Overall - old fashioned (well, somewhat) nobility, society tale with little other plot to distract, and solid romance. Why would I complain? Well I wouldn't.  And yet

Verdict 4/5 - Why not 5/5? Do I really not think it's a better book than Ashford Affair? It should be, by my standards, right? Probably that one got the benefit of being a first read.  4/5 is nothing sneeze at, certainly. One day I may even reread :) Oh wait never mind, I gave Ashford Affair 4/5. Good, now I feel this is a fair rating :)

Far Away From Home

Vacation has come and gone (it was wonderful) and, with it, a decent backlog of book reviews (of course).  First up - the second book I had taken out of the library along with That Summer, on that Friday afternoon trip - the next Flavia de Luce.  This is the book that brings us the change of scenery - away from the English countryside, to the cold corridors of a Canadian girls boarding school.  There's definitely what to be lost from Flavia's family's, friends', and neighbors' absence.  Does the presence of the teachers and pupils of Miss Bodycote's make up for it?

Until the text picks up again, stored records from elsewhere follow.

PR #8642, opened 2025-04-07
DTLS: drop records that span datagrams

rizlik:
# Description

DTLS records should not span UDP datagrams, this PR adds an API to enforce it.


doc/dox_comments/header_files/ssl.h
```diff
@@ -3788,6 +3788,26 @@ void  wolfSSL_dtls13_set_send_more_acks(WOLFSSL *ssl, int value);
...
+
+    \return WOLFSSL_SUCCESS returned if the function executes without an error.
+    \return A negative error code returned on failure.
+
+    \param ssl a pointer to a WOLFSSL structure, created using wolfSSL_new().
+    \param allowSpan a flag indicating whether records can span datagrams:
+                     - 0: Records cannot span datagrams.
+                     - 1: Records can span datagrams (default behavior).
+*/
+int wolfSSL_dtls_set_records_can_span_datagrams(WOLFSSL* ssl, int value);
```
julek-wolfssl, line 3809: Since the RFC explicitly prohibits this, I would make this a compile time const. Its not something that users are going to be changing dynamically.

> Each DTLS record MUST fit within a single datagram.

https://www.rfc-editor.org/rfc/rfc9147.html#section-4.3

julek-wolfssl (changes requested):

gojimmypi:
Jenkins retest this please

for long-running job

rizlik:
retest this please

rizlik:
retest this please

kaleb-himes:
retest this please

rizlik:
retest this please

src/internal.c
```diff
@@ -21543,9 +21579,18 @@ static int GetInputData(WOLFSSL *ssl, word32 size)
...
+            if (!DtlsRecordsCanSpanDatagrams(ssl)) {
+                WOLFSSL_MSG("DTLS: Received partial record, ignoring");
+#ifdef WOLFSSL_DTLS_DROP_STATS
+                ssl->replayDropCount++;
+#endif /* WOLFSSL_DTLS_DROP_STATS */
+                continue;
+            }
+        }
+
         ssl->buffers.inputBuffer.length += (word32)in;
```
julek-wolfssl, line 21592: I don't know if dropping and continuing to read is the best option. I think we should check if we are non-blocking. If we are non-blocking then return `WANT_READ`. Also this section needs to be protected with `IsDtlsNotSctpMode`.

src/internal.c
```diff
@@ -21931,6 +22095,16 @@ static int DoProcessReplyEx(WOLFSSL* ssl, int allowSocketErr)
...
                        ssl->buffers.inputBuffer.idx;
                 if (used < readSz) {
+                    if (used > 0 && !DtlsRecordsCanSpanDatagrams(ssl)) {
+                        WOLFSSL_MSG("DTLS: Partial record in buffer, dropping");
+                        ssl->options.processReply = doProcessInit;
+                        ssl->buffers.inputBuffer.length = 0;
+                        ssl->buffers.inputBuffer.idx = 0;
+#ifdef WOLFSSL_DTLS_DROP_STATS
+                        ssl->replayDropCount++;
+#endif /* WOLFSSL_DTLS_DROP_STATS */
```
julek-wolfssl, line 22105: This exact pattern is repeated multiple times in multiple locations. It would be nice to refactor it into either a `void func` or a macro.

src/internal.c
```diff
@@ -215,6 +217,12 @@ static int DoAppleNativeCertValidation(const WOLFSSL_BUFFER_INFO* certs,
                                             int totalCerts);
 #endif /* #if defined(__APPLE__) && defined(WOLFSSL_SYS_CA_CERTS) */
 
+#ifdef WOLFSSL_DTLS
+#ifndef DTLS_RECORDS_CAN_SPAN_DATAGRAMS_DEFAULT
+#define DTLS_RECORDS_CAN_SPAN_DATAGRAMS_DEFAULT 1
+#endif
+#endif
```
julek-wolfssl, line 224: What is this for? I don't see it used anywhere.

julek-wolfssl (changes requested):
Please add `WOLFSSL_DTLS_RECORDS_CAN_SPAN_DATAGRAMS` (with all dtls relevant options) to the gh actions.

I haven't reviewed the tests yet. This PR is the right direction.

src/internal.c
rizlik: I think the end result will be the same as the next invocation of `wolfSSLReceive` will return `WANT_READ` in that case. I would like to avoid returning `WANT_READ` outside of the real networking function.  
`DtlsRecordsCanSpanDatagrams` returns always 1 for the `IsDtlsNotSctpMode`

src/internal.c
rizlik: good catch! removed.

src/internal.c
rizlik: done

rizlik:
retest this please

src/internal.c
julek-wolfssl: `DtlsRecordsCanSpanDatagrams` implies that this is implemented for DTLS only. If you don't want to protect the call with dtls checks I would suggest changing the name to just `RecordsCanSpanMultipleReads` or something simpler.

julek-wolfssl (changes requested):
One comment unresolved and rebase and fix conflict.

src/internal.c
rizlik: renamed and simplified nested ifdef

rizlik:
retest this please

julek-wolfssl (dismissed):

rizlik:
retest this please

julek-wolfssl (approved):

SparkiDev (approved):

PR #8643, opened 2025-04-07
Explicit API redirects for FIPS moving forward

kaleb-himes:
# Description

Explicit remap of _clear to _forcezero for all FIPS uses moving forward. Best security practice.

# Testing

Stressing use cases involving various edge cases with CSTL.

# Checklist

 - [ ] added tests
 - [ ] updated/added doxygen

### DIFF
--- a/wolfcrypt/src/integer.c
+++ b/wolfcrypt/src/integer.c
@@ -177,6 +177,9 @@ int mp_init (mp_int * a)
 /* clear one (frees)  */
 void mp_clear (mp_int * a)
 {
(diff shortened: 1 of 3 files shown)


kaleb-himes:
retest this please, one of the agents went offline mid-test.

dgarske (approved):
Over to @SparkiDev

SparkiDev (approved):

SparkiDev:
DH should be changed to call mp_forcezero().
Since we can't change the boundary ... this will have to do.

PR #241, opened 2019-01-04
fix form of rewrites

dwightguth:
This should fix the issue with the representation of rewrites in kore.


phillipharr1s (approved):

ttuegel:
@grosu [realized](https://runtimeverification.slack.com/archives/CC360GUTG/p1546705547159200), that this translation is not correct; [instead](https://runtimeverification.slack.com/archives/CC360GUTG/p1546708827210100) it should be:
for rewrite rules: `\rewrites(\and(\and(requires, ensures), L), R)`
for function rules: `\implies(\and(requires, ensures), \equals(L, R))`

dwightguth:
Since we decided to disallow ensures in axioms, I will merge this. I will do a followup PR that existentially quantifies RHS variables.

PR #242, opened 2019-01-09
Removed autoimport of definition main module.

traiansf:
This was generating ugly duplication of rules because of bad hashing of rules.  Instead, users will be required to manually include the main module of the definition in the main verification module.  Daejun said that is acceptable.


traiansf:
Jenkins: test this please

daejunpark:
what's the difference between auto-import and manual-import for the ugly duplication issue?

traiansf:
@daejunpark nothing interesting, really. Just the order in which attributes are serialized as strings, which leads to a hash value being different, too.

daejunpark:
ok, the usage should be fine.  but the code would need @dwightguth's approval.

dwightguth:
Jenkins: test this please

dwightguth (approved):
Looks fine if this is what the verification team wants.

ehildenb:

Maybe not entirely, but certainly the old-fashioned boarding school has its own charm.  Certainly for me, it has a similar far-away old-fashioned comfortable feel as old England.  And if the students can't quite compete with Dogger, Mrs Mullet, and the village, they are certainly new and interesting.  So I don't entirely mind the change of scenery.

I feel though, that with the loss of Buckshaw and the village, the book turns more in the direction of its immediate predecessor - less about life + Flavia's little investigation, more about some serious stuff going on.  Flavia spends a lot of time trying to figure out what exactly is going on at the school, not as much figuring out the dead body.  It all comes together of course - but the tone is different when Flavia is part of the mystery, not just solving it.  More confusing, less cluesy.  Of course, the story of the dead body gets resolved in the end, but I'm not sure how much of a resolution it was.  We find out that Miss Bodycote's is a school for spies, but we knew that already.  And what they do or what it's about isn't really clear.

And with that, if I remember correctly (pretty bad I don't, it hasn't been *that* long, I think I finished this on the plane on the way to CA, which was last Wednesday night), Flavia ends the book journeying back to England. So what was the point of this interlude? I'm not quite sure actually (it would probably help if I remembered better :))

So basically, we lose the village and much of the light-hearted tone.  Flavia herself, while just as capable, does seem a bit out of her depth in this mysterious place.  And the plot itself doesn't *quite* tie up all the lose ends.   With all, Flavia is a pretty talented young lady and the boarding school is an enlivening place. So I guess I didn't mind too much that I, like Flavia, felt a bit lost throughout this book.